Высокий шел по Мертвому переулку. Миша последовал за ним. Высокий пересек Пречистенку и пошел по Всеволожскому переулку. Миша нагнал его у самой Остоженки, проходивший трамвай отделил его от Миши. Когда трамвай прошел, высокого на улице уже не было.
Куда он скрылся? Миша растерянно оглядывал улицу. На противоположной стороне филателистический магазин. Он иногда покупает там марки для своей коллекции. И сюда, по словам Генки, зачем-то ходит Борька Филин. Миша перебежал улицу и вошел в магазин. Над дверью коротко звякнул звонок.
В магазине никого не было. На прилавке под стеклом лежали марки, на полке стояли коробки и альбомы.
На звонок из внутреннего помещения вышел хозяин — лысый красноносый старик. Он плотно прикрыл дверь и спросил у Миши, что ему надо.
— Можно марки посмотреть? — спросил Миша.
Старик бросил на прилавок несколько конвертов с марками, а сам ушел, оставив дверь приоткрытой.
Вертя в руках марку Боснии и Герцеговины, Миша искоса поглядывал в помещение, куда удалился старик. Там было совсем темно, только стол тускло освещен электрической лампой. Кто-то вполголоса переговаривался со стариком. Прилавок мешал Мише заглянуть туда, но он был уверен, что там находится именно этот высокий человек в белой рубахе. О чем они говорили, он тоже разобрать не мог. Раздался звук отодвигаемого стула. Сейчас они выйдут! Миша наклонил голову к маркам и напрягся в ожидании. Сейчас он увидит этого человека. В глубине скрипнула дверь, и вскоре появился старик. Вот так штука! Тот, высокий, ушел через черный ход…
— Выбрал? — хмуро спросил старик.
— Сейчас, — ответил Миша, делая вид, что внимательно рассматривает марки.
— Скорее, — сказал старик, — магазин закрывается.
Он опять вышел, но дверь на этот раз не закрыл.
Лампа освещала края стола. В ее свете Миша видел костлявые руки старика. Они собирали бумаги со стола и складывали их в выдвинутый ящик. Потом в руках появился черный веер. Руки подержали его некоторое время открытым, затем медленно свернули. Веер превратился в продолговатый предмет…
Затем в руках старика что-то блеснуло. Как будто кольцо и шарик. Вместе со свернутым веером старик положил их в ящик стола.
Медленно возвращался Миша домой. Итак, он не увидел таинственного незнакомца. Этот человек ушел через черный ход. И старик вел себя настороженно. И Борька-жила сюда ходит…

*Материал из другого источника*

PR #943, opened 2018-07-13
Improve exception message for invalid filter result

rpkilby:
As mentioned in #938, the exception for an invalid filter result isn't that helpful. e.g., if a custom filter method unintentionally returns a `None` value, you end up with `NoneType has no attribute filter`, which lacks any context about the offending `FilterSet` and `Filter` instance.

@jpic - would this exception have been helpful the first time around? e.g.
```
Expected 'F.invalid' to return a QuerySet, but got a NoneType instead.
```

### DIFF
--- a/django_filters/filterset.py
+++ b/django_filters/filterset.py
@@ -179,6 +179,9 @@ class BaseFilterSet(object):
         """
         for name, value in self.form.cleaned_data.items():
             queryset = self.filters[name].filter(queryset, value)
+            assert isinstance(queryset, models.QuerySet), \
+                "Expected '%s.%s' to return a QuerySet, but got a %s instead." \
+                % (type(self).__name__, name, type(queryset).__name__)
         return queryset
 
     @property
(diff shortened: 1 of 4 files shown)


jpic:
LGTM

stefanw:
I would like to use `django-filter` for things besides Django's querysets like Haystack's `SearchQuerySet`. The assertion in this PR with an `isinstance` (not even `issubclass`) is a bit too assuming. Maybe a `None` check would suffice to report a common error?

rpkilby:
Hi @stefanw. django-filter isn't going to be compatible with `SearchQuerySet` since a SQS is not compatible with the standard `QuerySet` API. They have similarities, but they are not compatible with each other. e.g., you cannot combine a `SearchQuerySet` with a standard `QuerySet` via `&` or `|`, `SearchQuerySet` cannot accept `Q` objects, etc...

The `filter_queryset` method is functionally 3 lines of code. If you want django-haystack compatibility, I would recommend creating a custom base filterset class that overrides this method.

Уже подойдя к своему дому, Миша подумал о веере. И неожиданная мысль пришла ему в голову. Когда старик свернул веер, он стал подобен ножнам. И кольцо как ободок.
Неужели ножны?
Взволнованный этой догадкой, Миша побежал разыскивать Генку и Славу. Он нашел их на квартире у Генки.
Слава линовал бумагу, а Генка что-то писал под диктовку Агриппины Тихоновны. Она диктовала ему с листка, который держала высоко над столом, на уровне глаз. На кончик ее носа были водружены очки в железной оправе.
— «…Рубцова Анна Григорьевна», — читала Агриппина Тихоновна. — Написал? Аккуратней, аккуратней пиши, не торопись. Так… «Семенова Евдокия Гавриловна».
— Гляди, Миша, — крикнул Генка, — у меня новая должность — секретарь женотдела!
Миша заглянул через плечо Генки: «Список работниц сновального цеха, окончивших школу ликвидации неграмотности».
Против каждой фамилии стоял возраст. Моложе сорока лет не было никого.
— Не вертись, — прикрикнула Агриппина Тихоновна, — весь лист измараешь! Написал?
— Написал, написал… Давайте дальше. И чего вы вздумали старушек учить?
Агриппина Тихоновна укоризненно посмотрела на Генку:
— Ты это всерьез?
— Конечно, всерьез. Вот, — он ткнул пером в список, — пятьдесят четыре года. Для чего ей грамота?
— Вот ты какой, оказывается! — медленно проговорила Агриппина Тихоновна и сняла очки.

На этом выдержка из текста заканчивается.